We have read of heroes of all times, but never did we read of, or believe, that such heroism as these Indians exhibited could exists. [italics mine] They knew that to be accused was to be condemned, and they would be executed in the civilized town of Oregon city, just as surely as would a poor woman accused of being a witch have been executed in the civilized and Christian town of Salem, in the good State of Massachusetts, two hundred years ago.” Source

Of course to allow our children today to read such accounts, from a military publication no less, is to teach them to “hate” our country. Just when was it that teaching the facts of history became teaching hate?
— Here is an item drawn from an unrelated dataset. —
Issue #154, opened 2026-07-22
feat(rpc): add permissionless native-faucet registration


mandrigin:
## Problem

An external issuer can deploy a native fungible faucet on Miden, but making it bridgeable currently requires an operator to call the authenticated `admin_registerNativeFaucet` endpoint. This creates an unnecessary manual allowlisting step and prevents self-service Miden-originated assets.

How richer and more accurate would my education have been had we had the DEI programs which now exist that might have introduced me to more accurate portrayals of the original inhabitants of this valley and their descendants still among us?

The second story is particularly embarrassing to me now.  My sophomore year was spent with 1900 fellow students in a building intended for 1200.  We were all relieved the following year when Albany opened it’s 2nd high school in the south part of town.  The school board asked for the opinions of the students for naming the school.  I still remember the impassioned plea of our chosen representative who said whatever name you chose, just do not name it “South Albany”.  Our preference was to name it after Neil Armstrong. What did the school board chose?  You guessed it, South Albany.  “But you can chose your mascot and school colors,” they said.  How nice.  What did we chose?  The Rebels.  Our colors?  Red and grey.  Our band uniforms included a Confederate flag on the top of our hats.  

It is not that we intended to promote the racism of the Confederacy, it was that we were pissed with the school board and this was our means of rebellion.  Did any of the adults of that town, including our parents, say to us, that is not an appropriate mascot?  Nope.  Can you imagine how it looked to any people of color when our band marched on Veterans Day proudly down the streets of Albany in our Confederate uniforms? South Albany remained the Rebels for 45 years before the mascot was finally changed to the Red Hawks in 2018.  It takes a long time to undo the effects of racism even if unintentional.

Racism can only begin to be healed when we, the white majority, are honest with our history and work for diversity, equity and inclusion for all. 

2 thoughts on “Woke is not a dirty word

  1. I remember growing up in Burns, in eastern Oregon, where the Paiute reservation was. When my class was in grade school, one boy asked a Paiute girl why Indians stank so much. She replied, “You should smell the white man.”